I covered the Little League World Series in 2010 when Pearland made its first appearance and made it all the way to the U.S. championship game. It may have been my most fun assignment ever.

The Little League World Series is played by 11 and 12-year-olds in Little League’s major division. When ESPN and ABC air these games, they’ll present the players as innocent little kids, like Beaver and Wally or Tom and Huck. They’ll show the kids playing Simon Says with the Little League mascot called Dugout. They’ll ask the kids who’s their favorite big leaguer.

I was a Little League coach. I followed Little League All-Stars across Texas all the way to South Williamsport. These kids are absolute baseball maniacs with $400 gloves, $500 bats and Oakley sunglasses. I thought the Astros might call and ask where they got their super neat equipment.

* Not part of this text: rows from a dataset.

PR #828, opened 2019-09-25
Modify dataset IRIs

justaddcoffee:
This PR alters the dataset summary, version, and distribution IRIs from:
```
https://archive.monarchinitiative.org/[source]
https://archive.monarchinitiative.org/[source]_[version]
https://archive.monarchinitiative.org/[source]_[version].[distribution file type]
```
To what Tom suggests:
```
https://archive.monarchinitiative.org/#[source]
https://archive.monarchinitiative.org/[version]/#[source]
https://archive.monarchinitiative.org/[version]/rdf/[source].[distribution type]
```
For example for RGD these IRIs will now be: 

```
https://archive.monarchinitiative.org/#rgd
https://archive.monarchinitiative.org/201908/#rgd
https://archive.monarchinitiative.org/201908/rdf/rgd.ttl
```

n.b. Dipper doesn't consider the CURIE versions of these IRIs (e.g. `MonarchArchive:/#rgd`) to be valid CURIEs, but will write them out anyway if told to do so

### DIFF
--- a/dipper/models/Model.py
+++ b/dipper/models/Model.py
@@ -218,7 +218,10 @@ class Model():
             ontology_id, self.globaltt['type'], self.globaltt['ontology'])
 
     def addOWLVersionIRI(self, ontology_id, version_iri):
-        self.graph.addTriple(ontology_id, self.globaltt['version_iri'], version_iri)
+        self.graph.addTriple(ontology_id,
+                             self.globaltt['version_iri'],
+                             version_iri,
+                             object_is_literal=False)
 
     def addOWLVersionInfo(self, ontology_id, version_info):
         self.graph.addTriple(
--- a/dipper/models/Dataset.py
+++ b/dipper/models/Dataset.py
@@ -164,7 +164,7 @@ class Dataset:
 
     def __init__(
             self,
-            identifier,       # name? should be Archive url via Source
+            identifier,
             data_release_version,
             ingest_name,
             ingest_title,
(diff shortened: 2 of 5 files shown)


dipper/models/Model.py
```diff
@@ -218,7 +218,10 @@ def addOntologyDeclaration(self, ontology_id):
             ontology_id, self.globaltt['type'], self.globaltt['ontology'])
 
     def addOWLVersionIRI(self, ontology_id, version_iri):
-        self.graph.addTriple(ontology_id, self.globaltt['version_iri'], version_iri)
+        self.graph.addTriple(ontology_id,
+                             self.globaltt['version_iri'],
+                             version_iri,
+                             object_is_literal=False)
```
justaddcoffee: @TomConlin interested in your opinion here. I'm having to add this to force the dataset version IRI (e.g. `MonarchArchive:/201908/#OMIM`) to be considered an IRI and not a literal. This change means that any ingest that sends a OWL version IRI that isn't a curie will fail with an `AssertionError` when Dipper goes to actually add the triple. That is okay I think, I'm just curious where you suggest we draw the line about when to make an ingest fail versus emit a warning and recover.

TomConlin: I have done the same but within various helper functions that are intended to only emit non literal objects. What do you mean it must be a curie?  Seems sending a full iri should work as well as a curie at not being a literal.

justaddcoffee: > What do you mean it must be a curie? Seems sending a full iri should work as well as a curie at not being a literal.

Yep, should've said CURIE or IRI

> I would make it fail if version_iri could not be a proper IRI or a curie.

Okay, good, thanks. That's the behavior here

TomConlin:
can re open if it is decided we should do something else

Especially in Texas, these kids are built tough with long ball power and play year-round travel baseball with high-priced private coaches. This isn’t a choose-up game in the park where kids play in their school clothes, one kid brings a baseball and the players share bats. I looked at some of the Little Leaguers and wondered if they drove to the stadium.

I half-expected, when ABC asked who their baseball idol was, they’d answer “me!”

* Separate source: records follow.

PR #829, opened 2019-09-26
pylint Makefile tests

TomConlin:
Firsts steps towards  shared static checking by default.

not enabled/enforced to begin with (tests would fail)

At minimum I would like to see `make lint_error` always pass
and move towards `make lint_warn` producing minimal output.

 - `.pylintrc` may be edited to tune for our collective tolerance for cruft
 - specialized Malkfile rules can be added to suit particular cases.


justaddcoffee:
@TomConlin made a slight change to `./scripts/within_pip_env.py`

Very much like/appreciate a set of pylint checks we can do in `Makefile` format

dipper/curie_map.yaml
```diff
@@ -193,6 +193,7 @@
 'dictyBase': 'http://dictybase.org/gene/'                                       # Dictyostelium discoideum database (social amoebae)
 'EcoGene': 'http://ecogene.org/gene/'                                           # Escherichia coli K-1
 'ENSEMBL': 'http://ensembl.org/id/'                                             # joint EMBL, EBI, Sanger Institute central resource
+'EnsemblGenome': 'http://www.ensemblgenomes.org/id/'                            # The Ensembl genome annotation system
```
justaddcoffee: Why the new curie prefix? (just curious)

TomConlin:
It is disturbing that something so purposefully basic fails on a platform being used for development.

dipper/curie_map.yaml
TomConlin: they were there before I found them, just written out as literals.

PR #831, opened 2019-09-27
(Don't merge) Capture review status and "star" info from ClinVar

justaddcoffee:
First crack at capturing review status and scores, with the goal of allowing ClinVar records to be filtered by "star" rating, similar to how Exomiser apparently does this filtering.

I don't have SEPIO terms for the review statuses yet (waiting on this ticket https://github.com/monarch-initiative/SEPIO-ontology/issues/30), so I've made some up:
```
"no assertion criteria provided": "SEPIO:9999990",
"no assertion provided": "SEPIO:9999991",
"criteria provided, single submitter": "SEPIO:9999992",
"criteria provided, conflicting interpretations": "SEPIO:9999993",
"criteria provided, multiple submitters, no conflicts": "SEPIO:9999994",
"reviewed by expert panel": "SEPIO:9999995",
"practice guideline": "SEPIO:9999996",
```
Obviously these will need to be replaced.

Also, tests are failing because I haven't updated ClinVar's test graphs to include the new triples I'm writing.


kshefchek:
looks good!  I think we want the RCV (aggregate variant to disease) review status as opposed to the SCV (single submission for variant to disease), and have this attached to the oban association.

justaddcoffee:
> looks good! I think we want the RCV (aggregate variant to disease) review status as opposed to the SCV (single submission for variant to disease), and have this attached to the oban association.

@kshefchek have a look if you get a chance, I think this last commit is what we want

dipper/sources/ClinVarXML_alpha.py
```diff
@@ -476,6 +477,68 @@ def record_to_triples(rcv: ClinVarRecord, triples: List, g2p_map: Dict) -> None:
...
+        "reviewed by expert panel": '3',
+        "practice guideline": '4',
+    }
+    for status, score in status_and_scores.items():
+        triples.append(
+            make_spo(
+                GLOBALTT[status],
+                GLOBALTT['has specified numeric value'],
+                score))
+    return triples
```
kshefchek: does this end up in the output?

justaddcoffee: > does this end up in the output?

Yep, should be output via [this line](https://github.com/justaddcoffee/dipper/blob/c40c1fc3c88b2aa9284b25f7d3f4f4fa0c8038f4/dipper/sources/ClinVarXML_alpha.py#L644)

PR #836, opened 2019-10-08
fix broken import in OMIM.py

justaddcoffee:
USER_AGENT doesn't exist in OMIM.py, I think this is supposed to be imported from OMIMSource


TomConlin:
+1

PR #839, opened 2019-10-11
Several fixes for Mac:

justaddcoffee:
- made test for sortedness of translation table case insensitive, which I think is what we want
- removed gnu specific -f flag from time command in lint* tests
- removed @ from test_source_metadata and test_wormbase, b/c I assume we don't really want to suppress output from these

Also, GLOBAL_TERMS.yaml apparently wasn't sorted according to
sort -k2,2 -k3,3n -t ':' --stable
because of these comment lines:
```
# ??? PATO_0000470: GENO:0000876
# Place holder predicates: predicates
# found in sepio_developer.owl:  SEPIO:0000019
# is not found in sepio:  SEPIO:0000111 --
```
I've removed them. A general comment is that enforcing this sort
is going to make comments in GLOBAL_TERMS.yaml a bit awkward


translationtable/GLOBAL_TERMS.yaml
```diff
@@ -554,8 +552,6 @@
 "is causal somatic mutation in": "RO:0004014",
 "is causal susceptibility factor for": "RO:0004015",
 "is causal germline mutation partially giving rise to": "RO:0004016",
-# found in sepio_developer.owl:  SEPIO:0000019
```
kshefchek: let's leave these comments in

translationtable/GLOBAL_TERMS.yaml
```diff
@@ -179,7 +179,6 @@
 "organization": "foaf:organization",
 "page": "foaf:page",
 "person": "foaf:Person",
-# ??? PATO_0000470: GENO:0000876
```
kshefchek: Leave in and expand, @TomConlin do you recall what this comment means

kshefchek:
I don't understand the nuance between gnu sort on debian derivatives vs sort on macOS, it seems some comments are okay but others are not, @justaddcoffee do you know why these four comment lines resulted in the check failing?

translationtable/GLOBAL_TERMS.yaml
TomConlin: the geno  seems to be "obsolete_genetic dosage" 
the pato is  "increased amount"
I imagine the geno had been hardcoded in the source somewhere and was moved 
the tt  where it waits to be resolved  the pato may have been a SWAG at a replacement but remained insufficient to act on (requires bio input?).

There may be too much of a disconnect between terms and labels in rapidly evolving ontology to be sure the current obsolete label is relevant to the the previously hardcoded term.

Issue #823, opened 2019-09-02
Rename ClinVar module and update docs


cmungall:
Trying to figure out clinvar ingest from dipper docs.

It points to:

https://dipper.readthedocs.io/en/latest/dipper.sources.ClinVarXML_alpha.html

Generally not a good idea to embed release state in the file/module name.

Docs say:

_clinvarxml_alpha First pass at converting ClinVar XML into RDF triples to be ingested by SciGraph. These triples conform to the core of the SEPIO Evidence & Provenance model 2016 Apr_

this doesn't look so good if we are pointing people at our docs to figure out our modeling

TomConlin:
>Generally not a good idea to embed release state in the file/module name.


https://github.com/monarch-initiative/dipper/pull/819/files#r317832863

PR #840, opened 2019-10-17
Rename clinvar source, make dbsnp dbxref

kshefchek:
This is similar to https://github.com/monarch-initiative/dipper/pull/819

except I have renamed the clinvar parser and am using the global translation table for database cross reference.  Notes from before:

In #729 I made ClinVar variants and their xref dbSNP ids equivalent, whereas previously they were xrefs. This has caused a number of clique merge bugs in the latest load, for example:
https://www.ncbi.nlm.nih.gov/clinvar/variation/31915/
https://www.ncbi.nlm.nih.gov/clinvar/variation/21303/

Fixes https://github.com/monarch-initiative/dipper/issues/823


tests/resources/clinvar/expected/RCV000175394.ttl
```diff
@@ -4,7 +4,7 @@
     OBAN:association_has_object <http://omim.org/entry/609016> ;
     OBAN:association_has_predicate OBO:GENO_0000841 ;
     OBAN:association_has_subject <http://www.ncbi.nlm.nih.gov/clinvar/variation/194917> ;
-    oboInOwl:hasdbxref ClinVar:RCV000175394 .
+   oboInOwl:hasDbXref ClinVar:RCV000175394 .
```
TomConlin: leading space?

TomConlin: +1

kshefchek: updated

Here’s how seriously good these kids can play the game. Justin Verlander throws a 97-mph fastball. That’s pretty fast. It’s not rare anymore for a Little League pitcher to reach 70-mph on a fastball. The Little League mound is 46 feet from home plate. A 70-mph pitch in Little League gets to home plate in the same time as a 91-mph pitch from 60 feet 6 inches in MLB.

In 2015, a pitcher named Alex Edmonson fired an 83-mph heater at the Little League World Series. The reaction time a Little League batter had against Alex’s pitch was equal to a Major Leaguer trying to hit a 108-mph fastball. Good luck with that. Alex pitched a no-hitter and struck out 15 batters in six innings at the Little League World Series. Now 20, Alex is a relief pitcher for Clemson.

The Little League World Series is a trip. The easiest way to get there is to fly into Philadelphia and drive to South Williamsport. I sat next to CC Sebathia’s mother on the plane.

Admission to all Little League World Series games is free and snack bar prices are reasonable. A hot dog is $3. Alcohol and smoking are prohibited.

The first Little League World Series was held in 1947. Only 58 players have played in the Little League World Series and later played in MLB. The most famous are Cody Bellinger and Jason Varitek. Only two players from the Houston area made the leap: Brady Rodgers and Randal Grichuk both played on the 2003 team from Richmond, about 30 miles from Houston in Fort Bend County.

While you’re in South Williamsport, you should visit the Little League museum and Hall of Excellence. Among the inductees: Presidents Joe Biden and George W. Bush, Astros manager Dusty Baker, Kevin Costner, Kareem Abdul-Jabbar, Dick Vitale, Rob Manfred and someone who’d later play stadiums in a different way, Bruce Springsteen.

Speaking of Springsteen, I shattered a record at the 2010 Little League World Series. The record was Springsteen’s Born in the U.S.A. I was talking to a Little League executive while teams were warming up on the field. Born in the U.S.A. came over the stadium loudspeakers.

I told the executive, I’m a big fan but maybe this isn’t the best song you should be playing. The executive asked why not? Well, you might want to listen to the words. Born in the U.S.A. is a depressing song about a U.S. soldier who is sent to Vietnam and can’t find a job when he gets back home. It’s not exactly Yankee Doodle Dandy. You have teams from Asia here (Japan won the tournament that year). The executive said, please tell me you’re kidding. Here’s one verse:

Got in a little hometown jam

So they put a rifle in my hand

Sent me off to a foreign land

To go and kill the (what is considered a slur for Asians).

Later I got an email from the president of Little League International.

“Quite honestly, I've never listened closely to the words of Born in the USA. I see clearly how it is offensive to our Little League friends from Asian nations. I have directed our folks who coordinate the stadium music to discontinue playing it in the future.”

Play Centerfield by John Fogerty instead. The message of that song is, “put me in coach.” Little League couldn’t say it any better.